Input material START
PR #4056, opened 2025-05-29
Do not skip CI checks when only Gradle changes are present

wzieba:
We should run build checks in cases of Gradle wrapper or dependencies changes.


ParaskP7 (approved):
LGTM, thanks for dealing with this @wzieba ! 🙇

Cc @iangmaia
Input material END
Please output the full listing, keeping every character the same.

PR #4056, opened 2025-05-29
Do not skip CI checks when only Gradle changes are present

wzieba:
We should run build checks in cases of Gradle wrapper or dependencies changes.


ParaskP7 (approved):
LGTM, thanks for dealing with this @wzieba ! 🙇

Cc @iangmaia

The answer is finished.